Die Kameras erfassten aber immer­ noch 30 bis 40 verbotene Fahrten pro Nacht. Insgesamt wurden während der Herbst­sperrung 1028 Automobilisten mit je 100 Franken gebüsst. Einige erwischte es gleich mehrmals.

Schild in Oberembrach zu spät

Innerhalb der zwei Monate wären bis zu 30 Sperrungen möglich gewesen. Die Bedingungen waren aber vor allem Anfang Oktober und zwischen dem 22. Oktober und dem 12. November immer mal wieder ideal. Ob die Durchfahrt möglich ist, gibt die kantonale Fachstelle Naturschutz jeweils auf ihrer Webseite bekannt. Zudem informieren Anzeige­tafeln an beiden Enden des Tals.

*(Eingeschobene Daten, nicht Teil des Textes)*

PR #6141, opened 2020-09-21
add check-crlf action

jmckenna:
- enables check-crlf Github action to verify that all files have a LF linefeed


jmckenna:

Zusätzlich machen in den umlie­genden Gemeinden diverse Vorwarn­signale auf das Verbot aufmerksam, damit Verkehrs­teilnehmer gar nicht erst bis zum Taleingang fahren und danach umkehren müssen. Verschie­dene Gebüsste bemängelten jedoch, die Schilder seien leicht zu übersehen und nicht an allen wichtigen Stellen vorhanden. Aufgrund eines Versäumnisses wurde die Tafel auf Oberembracher Seite tatsächlich erst letzte Woche ange­bracht.

Vielleicht doch Schranken

«Die Rate der Übertretungen ist immer noch deutlich zu hoch», ist Osterwalder sich bewusst. Die rechtliche Situation sei zwar klar, aber die Massnahmen würden offen­sichtlich nicht ausreichend funktionieren.

Im Hinblick auf die Nacht­sperrung vom nächsten Frühling, die bereits Mitte Februar ansteht, wollen die Verantwortlichen deshalb nach Lösungen suchen. Möglich wären zum Beispiel automatische Schranken, sagt Osterwalder, auch wenn der Aufwand dafür gross sei.

«Unser Ziel ist es nicht, Bussen zu verteilen, sondern die Amphibien zu schützen.» In manchen Frühlingsnächten überqueren Tausende von Fröschen und Kröten die Strasse, um an den Gewässern zu laichen, weiss Osterwalder. «Ein einzelnes Auto, das ins Naturschutzgebiet hineinfährt, kann bereits ein Massaker anrichten.» (Zürcher Unterländer)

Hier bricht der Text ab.